# Sproing Deluxe Reverb Custom Mockup Pedal



## music6000

My Pot & Jack positions differ from the Pedal PCB layout, I Custom drill all my enclosures.
 Pictured in the Faceplate arriving soon, this allows for the larger ''Skirt'' type knobs to be used! 








						Sproing Deluxe Faceplate - PedalPCB.com
					

Cosmetic Faceplate




					www.pedalpcb.com


----------



## music6000

Sproing Deluxe Reverb - PedalPCB.com
					

Spring Reverb with Tremolo




					www.pedalpcb.com


----------



## music6000

music6000 said:


> My Pot & Jack positions differ from the Pedal PCB layout, I Custom drill all my enclosures.
> Pictured in the Faceplate arriving soon, this allows for the larger ''Skirt'' type knobs to be used!
> 
> 
> 
> 
> 
> 
> 
> 
> Sproing Deluxe Faceplate - PedalPCB.com
> 
> 
> Cosmetic Faceplate
> 
> 
> 
> 
> www.pedalpcb.com


It should look something like this:


----------



## Robert




----------



## manfesto

Robert said:


> View attachment 27036


A - is the trem side the same circuit as the moonshot?

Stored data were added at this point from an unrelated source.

PR #146, opened 2021-03-03
"Vanilla" Kubernetes - Certificate Issuer Controller

MichalWrobel3:
It creates CA and certificates signed with it for configmaps with annotation `service.beta.openshift.io/inject-cabundle` and generated secrets:
`prometheus-operator-tls`
`rhm-metric-state-tls`
`rhm-prometheus-meterbase-tls`
Above names are hard-coded.


v2/controllers/marketplace/certissuer_controller.go
```diff
@@ -0,0 +1,179 @@
...
+	}
+	for _, cm := range configMapList.Items {
+		if _, ok := cm.Annotations["service.beta.openshift.io/inject-cabundle"]; ok {
+			if _, ok := cm.Data["service-ca.crt"]; ok {
+				err := r.InjectCACertIntoConfigMap(&cm)
+				if err != nil {
+					log.Error(err, "failed to inject CA certificate")
+				}
+			} else {
+				klog.V(1).Info("service-ca.crt field was not found in a configmap labeled with inject-cabundle")
```
zach-source, line 86: Use of klog here. Please use the logger on the object. `reqlogger`

v2/controllers/marketplace/certissuer_controller.go
```diff
@@ -0,0 +1,179 @@
...
+}
+
+// SetupWithManager sets up the controller with the Manager.
+func (r *CertIssuerReconciler) SetupWithManager(mgr ctrl.Manager) error {
+	if r.cfg.Infrastructure.HasOpenshift() {
+		return nil
+	}
+
+	return ctrl.NewControllerManagedBy(mgr).
+		For(&marketplaceredhatcomv1beta1.CertIssuer{}).
```
zach-source, line 172: Not using CertIssuer here. You're really watching for the configmaps. We can remove the CRD and just watch for those configmaps/secrets.

v2/pkg/utils/certificates/cert_test.go
```diff
@@ -0,0 +1,95 @@
...
+	"reflect"
+
+	"github.com/cloudflare/cfssl/helpers"
+	. "github.com/onsi/ginkgo"
+	. "github.com/onsi/gomega"
+	"k8s.io/apimachinery/pkg/types"
+	logf "sigs.k8s.io/controller-runtime/pkg/log"
+)
+
+var _ = Describe("CertIssuer", func() {
```
zach-source, line 30: Good tests!

v2/pkg/inject/injectable.go
```diff
@@ -113,11 +115,26 @@ type KubeInterface interface {
 	InjectKubeInterface(kubernetes.Interface) error
 }
 
+type CertIssuer interface {
```
zach-source, line 118: Nice injector use.

zach-source (changes requested):
@MichalWrobel3 Overall looks real good, the biggest problem though is the inclusion of a new CRD that you're not using. We can remove that CRD and all the files related to it. Instead write your controller to look for the resources you care about (what you're listing). We can talk more about that if you need help.

zach-source:
This work is outdated and a new approach would need to occur.

PR #153, opened 2021-04-06
Upload/Download implementation for Airgap services

rajat-godi:
Changes include:
- GRPC API implementation for Upload/Download
- Download implementation for CLI

**Note:**
For some of the files under the database and server package, unit tests have been written under a separate package.
The reason for that is the functions under those packages are exported thus it allows us to test any issues while consuming those functions in external packages. Additionally it avoids import cycles in tests.


airgap/v2/cmd/client/download/download.go
```diff
@@ -0,0 +1,193 @@
...
+		} else {
+			bs = append(bs, data...)
+		}
+	}
+
+	outFile, err := os.Create(dc.outputDirectory + string(os.PathSeparator) + name)
+	if err != nil {
+		return fmt.Errorf("error while creating output file: %v", err)
+	}
+
```
zach-source, line 182:
```suggestion
defer outFile.Close()
```

We should defer just in case we error on write. Since this is a client it probably won't matter but it's a good practice.

airgap/v2/cmd/client/download/download_test.go
```diff
@@ -0,0 +1,221 @@
...
+			errMsg: "",
+		},
+		{
+			name:   "invalid download request with no file name/id provided",
+			dc:     &DownloadConfig{},
+			errMsg: "file id/name is blank",
+		},
+	}
+
+	for _, tt := range tests {
```
zach-source, line 192: Nice tests!

airgap/v2/cmd/client/download/download_test.go
```diff
@@ -0,0 +1,221 @@
...
+
+	res, err := clientStream.CloseAndRecv()
+	if err != nil {
+		t.Fatalf("error: during stream close and recieve: %v", err)
+	}
+	t.Log(fmt.Sprintf("Received response: %v", res))
+
+	downloadClient := fileretreiver.NewFileRetreiverClient(conn)
+	od, _ := os.Getwd()
+	tests := []struct {
```
zach-source, line 168: Like the use of a struct and table approach.

airgap/v2/pkg/dqlite/setup.go
```diff
@@ -0,0 +1,138 @@
...
+func (dc *DatabaseConfig) TryMigrate(ctx context.Context) error {
+	ctx, cancel := context.WithTimeout(ctx, time.Minute)
+	defer cancel()
+	cli, err := dc.app.Leader(ctx)
+	if err != nil {
+		dc.Log.Error(err, "Could not find leader for migration")
+		return err
+	}
+
+	dc.Log.Info("Verifying leadership before migration")
```
zach-source, line 110: Great job here.

airgap/v2/pkg/dqlite/setup.go
```diff
@@ -0,0 +1,138 @@
...
+		return err
+	}
+
+	dc.app = app
+	dc.dqliteDB = conn
+	return conn.Ping()
+}
+
+// TryMigrate ensures that only the leader performs database migration
+func (dc *DatabaseConfig) TryMigrate(ctx context.Context) error {
```
zach-source, line 101: Good name of the function.

airgap/v2/pkg/dqlite/driver/dqlite.go
```diff
@@ -0,0 +1,191 @@
...
+	}
+
+	for k, v := range wrapper.dialector.ClauseBuilders() {
+		db.ClauseBuilders[k] = v
+	}
+	return
+}
+
+func (wrapper Dialector) ClauseBuilders() map[string]clause.ClauseBuilder {
+	return map[string]clause.ClauseBuilder{
```
zach-source, line 71: You can call the dialector on the struct.
```suggestion
	return wrapper.dialector.ClauseBuidlers()
```

zach-source: Please update the other functions in this driver to use the underlying dialector on the struct. That's why it's a wrapper.

airgap/v2/pkg/database/database.go
```diff
@@ -0,0 +1,105 @@
...
+func (d *Database) DownloadFile(finfo *v1.FileID) (*models.Metadata, error) {
+
+	var meta models.Metadata
+
+	fileid := strings.TrimSpace(finfo.GetId())
+	filename := strings.TrimSpace(finfo.GetName())
+
+	// Perform validations and query
+	if len(fileid) != 0 {
+		d.DB.Where("provided_id = ?", fileid).Order("created_at desc").Preload(clause.Associations).First(&meta)
```
zach-source, line 93: Let's format this a bit better. Couple places where you can use this to make it more readable
```suggestion
		d.DB.Where("provided_id = ?", fileid)
		  .Order("created_at desc")
		  .Preload(clause.Associations)
		  .First(&meta)
```

airgap/v2/pkg/database/database.go
```diff
@@ -0,0 +1,105 @@
...
+	} else if len(filename) != 0 {
+		d.DB.Where("provided_name = ?", filename).Order("created_at desc").Preload(clause.Associations).First(&meta)
+	} else {
+		return nil, fmt.Errorf("file id/name is blank")
+	}
+
+	if reflect.DeepEqual(meta, models.Metadata{}) {
+		return nil, fmt.Errorf("no file found for provided_name: %v / provided_id: %v", filename, fileid)
+	}
+	d.Log.Info(fmt.Sprintf("Retreived file of size: %v with id: %v", meta.Size, meta.FileID))
```
zach-source, line 103:
```suggestion
	d.Log.Info("Retreived file of size", "size", meta.Size, "id", meta.FileID))
```

logr.Logger interface should allow this, it's a little cleaner and can be searched in log output easier.

zach-source (changes requested):
Overall great job - few things we want to change.

* Your dqlite driver wrapper is reimplementing code when it should just call the driver on the struct.
* Some of your formatting is a bit off. Make sure you run `go fmt` on all your files and look to break out those long gorm calls with new lines.
* Review your log calls, you don't need to format them. You can use logr.Logger's functions var args to have a set of key to values.

zach-source (approved):

PR #154, opened 2021-04-09
Feature/monitoring stack

dacleyra:
Tests
- Add the Health conditions to the e2e test asserts (debt from another pr)
- Add UserWorkloadMonioting conditions to e2e test asserts
- Add userworkloadmonitoring-test e2e test set, described in tests/v2/e2e/userworkloadmonitoring-test/userworkloadmonitoring.md
- Modify meterbase_controller_test.go so it can discern RHOS version and handle lack of rhm-meterbase-additional-scrape-configs on 4.6

API Spec
- Add UserWorkloadMonitoringEnabled flag to MeterBase spec, add condition type,reason,messages for tracking status

Assets
- Add kube-state-metrics, kubelet, rhm-metric-state ServiceMonitors for UWM/4.6 prom instead of additional scrape configs
- Add a Secret that will be populated with redhat-marketplace-operator, such that there is a static named token that can be referenced for prometheus connection
- Add a prometheus deployment for 4.6 (prom v0.42.1). This is equivalent to UserWorkloadMonitoring and allows using ServiceMonitors with bearerTokenSecret references instead of hardcoded files
- Rename metric-state assets to distiguish 4.5 vs. 4.6

Controllers
- MeterBase 
  - Watches for changes to UserWorkloadMonioting ConfigMap assets
	- Handles UserWorkloadMonitoring and tracks the state in the status, including a 1d transitional
	- Installation of ServiceMonitors
	- Seperate out PrometheusServingCertsCABundle since it is also used by metric-state, in the UserWorkloadMonitoring case

- MeterDefinition
  - Relies on MeterBase instnace to determine which prometeus to query
	- Remove reconcile.Request from health funcs, it was never used

Configuration & assets
  - Handle using prom 4.6 or 4.5 images
	- Add semver parsing to infrastructure for version comparisons
  - Handle the new ServiceMonitors and versioned deployments in the factory
	- prevent a panic in getCredFromSecret if map access cameback nil
	
Prometheus
  - handle UserWorkloadMonitoring for prom api, client
	
Finalizer bug
  - With how finalizer result was being used, it should return Finished when successfully done, so the reconciler stops. Prior it would continue to install subcomponents, even after finalizer uninstalled things. Set to to consider Fininshed if the prior actions were success/Continue or already-deleted/OnNotFound. Deletes should be a lot snappier, since it is not churning now.


v2/controllers/marketplace/meterbase_controller.go
```diff
@@ -265,6 +297,68 @@ func (r *MeterBaseReconciler) Reconcile(request reconcile.Request) (reconcile.Re
...
+			instance,
+			userWorkloadMonitoringEnabledSpec,
+			userWorkloadMonitoringEnabledOnCluster,
+		); result.Is(Error) || result.Is(Requeue) {
+			if err != nil {
+				return result.ReturnWithError(merrors.Wrap(err, "error updating status"))
+			}
+			return result.Return()
+		}
+	} else if condition := instance.Status.Conditions.GetCondition(marketplacev1alpha1.ConditionUserWorkloadMonitoringEnabled); condition != nil {
```
zach-source, line 320:
```suggestion
	} 
	
	userWorkloadCondition := instance.Status.Conditions.GetCondition(marketplacev1alpha1.ConditionUserWorkloadMonitoringEnabled)
```

Your first if statement if true should requeue regardless.

v2/controllers/marketplace/meterbase_controller.go
```diff
@@ -265,6 +297,68 @@ func (r *MeterBaseReconciler) Reconcile(request reconcile.Request) (reconcile.Re
...
+	userWorkloadMonitoringEnabledSpec := instance.Spec.UserWorkloadMonitoringEnabled
+	userWorkloadMonitoringEnabledOnCluster, result := isUserWorkloadMonitoringEnabledOnCluster(cc, r.cfg.Infrastructure, reqLogger)
+	if !result.Is(Continue) {
+		return result.Return()
+	}
+	userWorkloadMonitoringEnabled := userWorkloadMonitoringEnabledOnCluster && userWorkloadMonitoringEnabledSpec
+
+	if instance.Status.Conditions.IsUnknownFor(marketplacev1alpha1.ConditionUserWorkloadMonitoringEnabled) {
+		// Set initial UWM status
+		if result, err := updateUserWorkloadMonitoringEnabledStatus(cc,
```
zach-source, line 310: Don't need an if here. We should requeue regardless. Only if condition should be if err after result is returned.

v2/controllers/marketplace/meterbase_controller.go
```diff
@@ -265,6 +297,68 @@ func (r *MeterBaseReconciler) Reconcile(request reconcile.Request) (reconcile.Re
...
+			userWorkloadMonitoringEnabledSpec,
+			userWorkloadMonitoringEnabledOnCluster,
+		); result.Is(Error) || result.Is(Requeue) {
+			if err != nil {
+				return result.ReturnWithError(merrors.Wrap(err, "error updating status"))
+			}
+			return result.Return()
+		}
+	} else if condition := instance.Status.Conditions.GetCondition(marketplacev1alpha1.ConditionUserWorkloadMonitoringEnabled); condition != nil {
+		if userWorkloadMonitoringEnabled != instance.Status.Conditions.IsTrueFor(marketplacev1alpha1.ConditionUserWorkloadMonitoringEnabled) {
```
zach-source, line 321:
```suggestion
		if userWorkloadCondition.IsTrue() {
```

zach-source: ... And other changes below

v2/controllers/marketplace/meterbase_controller.go
```diff
@@ -265,6 +297,68 @@ func (r *MeterBaseReconciler) Reconcile(request reconcile.Request) (reconcile.Re
...
+					return result.ReturnWithError(merrors.Wrap(err, "error updating status"))
+				}
+				return result.Return()
+			}
+		}
+	}
+
+	// Determine state of UWM transition
+	transitionTimeExpired := false
+	if condition := instance.Status.Conditions.GetCondition(marketplacev1alpha1.ConditionUserWorkloadMonitoringEnabled); condition != nil {
```
zach-source, line 353: User earlier value from setting var

v2/controllers/marketplace/meterbase_controller.go
```diff
@@ -285,31 +379,81 @@ func (r *MeterBaseReconciler) Reconcile(request reconcile.Request) (reconcile.Re
...
+
+			reqLogger.Info("returing result", "result", *result)
+			return result.Return()
+		}
+
+		promStsNamespacedName = types.NamespacedName{
+			Namespace: utils.OPENSHIFT_USER_WORKLOAD_MONITORING_NAMESPACE,
+			Name:      utils.OPENSHIFT_USER_WORKLOAD_MONITORING_STATEFULSET_NAME,
+		}
+	} else {
```
zach-source, line 418:
```suggestion
	} else { // if userWorkload is not enabled
```

zach-source: Try to comment your else with the condition you are assuming in them. Helps us spot errors and remembering what code is doing.

v2/controllers/marketplace/meterbase_controller.go
```diff
@@ -646,9 +812,20 @@ func (r *MeterBaseReconciler) reconcilePrometheusOperator(
 		Patcher: r.patcher,
 	}
 
-	watchNamespace, _ := getWatchNamespace()
```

B - will these pots work for the gain and shape, or will they need to be the long-shaft type?









						9mm "Snap In" Potentiometer - Knurled Indicator Shaft
					

Top Quality Parts for Guitar Effects Pedals and DIY Music Devices. Knobs, Pots, Switches, Kits, LEDs, Enclosures, Jacks, Wire, Resistors, Capacitors, Semiconductors




					stompboxparts.com


----------



## Robert

It is, and those are the type I have on order for the prototype.


----------



## matt3310

What value pots do I need to order?


----------



## Robert

Here's my prototype cheat sheet.


----------



## matt3310

Thank you!!


----------



## alonkka

I'm assuming this is Reverb -> Tremolo?  Even though this is a 2 in 1 PCB, I can still wire an order switch between the 3PDT boards right?


----------



## Robert

alonkka said:


> I'm assuming this is Reverb -> Tremolo?  Even though this is a 2 in 1 PCB, I can still wire an order switch between the 3PDT boards right?


It is.

Electrically yes, you could wire up an order switch... You'd just need to ignore the red pads in this pic and wire them up exactly like you would two separate PCBs.






Physically, however, I'm not quite sure where the switch would fit.


----------



## alonkka

Robert said:


> It is.
> 
> Electrically yes, you could wire up an order switch... You'd just need to ignore the red pads in this pic and wire them up exactly like you would two separate PCBs.
> 
> View attachment 27869
> 
> 
> Physically, however, I'm not quite sure where the switch would fit.


Thanks for replying! I love that you are putting out these very practical pedals.


----------



## Bricksnbeatles

Robert said:


> It is.
> 
> Electrically yes, you could wire up an order switch... You'd just need to ignore the red pads in this pic and wire them up exactly like you would two separate PCBs.
> 
> View attachment 27869
> 
> 
> Physically, however, I'm not quite sure where the switch would fit.


It’s a 1590BB build, right? Just use long-leg pots and a 1590C enclosure!


----------



## Robert

You certainly could do that, yep.


----------



## music6000

Bricksnbeatles said:


> It’s a 1590BB build, right? Just use long-leg pots and a 1590C enclosure!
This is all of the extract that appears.